A binomial is polynomial with two terms

example of a binomial

And "Product" means the result you get after multiplying!

We are going to look at three special cases of multiplying binomials ...

What happens when you square a binomial (in other words, multiply it by itself) .. ?

(a+b)² = (a+b)(a+b) = ... ?

And what happens if you square of binomial with a minus inside?
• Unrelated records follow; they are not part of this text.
PR #844, opened 2023-03-04
two new med app/war app patrols!

capillarys:
don't think there were any before, and we need at least Some in the game T.T


resources/dicts/patrols/general/medcat.json
```diff
@@ -1004,5 +1004,54 @@
     "max_cats": 2,
     "antagonize_text": null,
     "antagonize_fail_text": null
+},
+{
+     "patrol_id": "gen_med_warappmedapp_herbcontest1",
+        "biome": "Any",
+        "season": "Any",
+        "tags": ["apprentice", "two_apprentices", "warrior_app", "many_herbs1", "random_herbs", "respect", "comfort", "dislike", "jealousy"],
+        "intro_text": "In order to spice up their patrol, p_l challenges app1 to a herb-gathering competition.",
```
scribblecrumb: in both these patrols, app1 should be changed to app2.  on apprentice only patrols, p_l will always double as app1, so you shouldn't use the app1 abbreviation at all.

capillarys: alright that makes sense! sorry i missed that

PR #862, opened 2023-03-06
Fixed unittests, maybe

hobohime:
whatever I did had "testSaves" fill up with two test files, and suddenly it now passes unittests. I don't think I deleted anything permanently.


hobohime:
Okay, a few hours went by and I now know what's going on, but not how to fix it. The git submodule that threw the critical error was made to populate the testSave area that I somehow managed to get the files for on this PR. When the git submodule broke, it broke the ability for the unittest to get units to test, therefore causing all unit tests to fail. 

The solution is to make a new submodule to do the job of the old one, and replace where its pulling the test saves from, to ensure that the unit tests are able to run.

I'm keeping this PR open until someone with more experience then I can verify that this is the case. This PR does NOT address the underlying issue, but will be useful to diagnose the problem.

PR #864, opened 2023-03-06
Content and Feature: Shipwreck and Season Selection

scribblecrumb:
- the Shipwreck map is now available for the Beach biome! It has it's own special cat positions layout.
- During clan creation you can now choose which season you start in as well as preview all the camp seasonal variations
- starting_season is now save in the clan save file, old saves will default to Newleaf
- New utility function added called get_current_season() to handle math for finding the current season. It's only used in the save loading and timeskip season progression, but I figured it might make for a valuable utility in the future
- Adjusted the wording on the mate selection screen blurb bc it didn't make a ton of sense, adding some vague explanations for compatibility lines and heart symbols


scribblecrumb:
[Allow Player to Choose Starting Season](https://trello.com/c/UCrdDGuO/48-allow-player-to-choose-starting-season)

PR #884, opened 2023-03-07
Fixing plurality

lillithrosepup:
Clumping this in a big pr to add as i go bc i know yall are asleep


lillithrosepup:
nvm i lied

PR #1799, opened 2025-09-26
Fix a bug in `\GetDocumentCommandArgSpec`.

sasozivanovic:
Commands with argument specification `+m` were incorrectly reported to have argument specification `m`.  In fact, more generally, commands with an arbitrary number of `+m` arguments were reported to have that number of `m` arguments.

Analysis: all these commands use `\cmd_start_optimized`. `\cmd_get_arg_spec:NTF` (called by `\GetDocumentCommandArgSpec` and friends) explicitly checked for the situation, but then simply returned the appropriate number of `m`s without checking the `\long` status of the command.

Fix: I have added the code prefixing the `m` with a `+` whenever the command is `\long`.

Implementation detail 1: I have used `\str_case:` to check whether `\long` appears in the return value of `\cs_prefix_spec:` because `\str_if_in:` is not expandable.  The method is feasible because `\cs_prefix_spec:` has only three possible return values: `\long `, `\protected\long ` and empty.

Implementation detail 2: the return value of `\cs_prefix_spec:` contains a space at the end, but not between `\protected` and `\long`.  Thus `\string` in front of `\protected`.

### DIFF
--- a/l3packages/xparse/xparse.dtx
+++ b/l3packages/xparse/xparse.dtx
@@ -1429,6 +1429,8 @@
 %   command is optimized: in the latter case, we can reconstruct the
 %   spec.
 %    \begin{macrocode}
+\cs_generate_variant:Nn \cs_prefix_spec:N { c }
+\cs_generate_variant:Nn \str_case:nn { ee }
 \cs_gset_protected:Npn \@@_get_arg_spec:NTF #1#2#3
   {
     \__kernel_cmd_if_xparse:NTF #1
@@ -1445,7 +1447,15 @@
                           { \cs_to_str:N #1 \c_space_tl code }
                       } / 2
                   }
-                  { m }
+                  {
+                    \str_case:ee
+                      { \cs_prefix_spec:c { \cs_to_str:N #1 \c_space_tl code } }
+                      {
+                        { \long } { + }
+                        { \string\protected\long } { + }
+                      }
+                    m
+                  }
               }
               { \tl_item:Nn #1 { 2 } }
           }


l3packages/xparse/xparse.dtx
```diff
@@ -1445,7 +1447,15 @@
...
                   }
-                  { m }
+                  {
+                    \str_case:ee
+                      { \cs_prefix_spec:c { \cs_to_str:N #1 \c_space_tl code } }
+                      {
+                        { \long } { + }
+                        { \string\protected\long } { + }
+                      }
+                    m
```
muzimuzhi: Use `\token_to_string:N` instead of `\string` to be more expl3-ic?

Or, use builtins `\token_if_long_macro:NTF` and `\token_if_protected_long_macro:NTF`.

muzimuzhi (commented):
Can you add some tests to `xparse009.lvt`? Can be as simple as a new test case `\DeclareDocumentCommand \fooc { +m +m +m } { }`.

https://github.com/latex3/latex3/blob/4c017aa7117e2e5bc024f2e7b52bda3b513bf757/l3packages/xparse/testfiles/xparse009.lvt#L90-L98

To update the test result, you can run
```
$ cd /path/to/latex3
$ cd l3packages/xparse
$ l3build save xparse009
```

muzimuzhi:
> I'm wondering if we really want to change what is now historical code which is more-or-less 'frozen'.

It's mostly about the add-on utilities that do not exist in the LaTeX2e `ltcmd` module, but exist in `xparse` package.

josephwright:
@muzimuzhi Yes but they are here as we decided specifically against including them in the kernel - retained for stability only.

josephwright:
We've discussed the PR internally and will go ahead with a merge. At the same time, `xparse` is _all_ regarded as 'only use for historical code' status. As such, what we will do is look to re-add the functionality here to the kernel - fixing some issues while we are at it. We want to be clear to the user that this is quite a specialist function, so plan to go with a code-level interface (`\cmd_...` - naming to be finalised - and I may go with something expandable in parallel to a 'get' function). There will be a PR shortly in the LaTeX2e repo to implement that.

We would like to include the rationale for the function in the sources, not just on GitHub. I'll aim to do that for the 2e PR.

sasozivanovic:
@josephwright This is great news, thank you all very much!

I added the changelog entry. If there's anything else I can do, please let me know. (Should I draft the rationale for the inclusion in the sources?)

sasozivanovic:
@u-fischer None :smile: The retrieved argument specification is *interpreted* by `\CollectArguments` of package CollArgs, an auxiliary package to Memoize, whose job is to replicate the invocation of the command, so that Memoize can associate the result of the externalization with the code that produced it.

sasozivanovic:
@josephwright Should I write from a general perspective, or mention the usage case in Memoize as well?

l3packages/xparse/xparse.dtx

(a-b)² = (a-b)(a-b) = ... ?

And then there is one more special case... what if you multiply (a+b) by (a-b) ?

(a+b)(a-b) = ... ?

That was interesting! It ended up very simple. And it is called the "difference of two squares" (the two squares are a² and b²).

Here are the three results we just got:

	(a+b)² = a² + 2ab + b²
	(a-b)² = a² - 2ab + b²
	(a+b)(a-b) = a² - b²	(called "the difference of squares")

Remember those patterns, they will save you time and help you solve many algebra puzzles.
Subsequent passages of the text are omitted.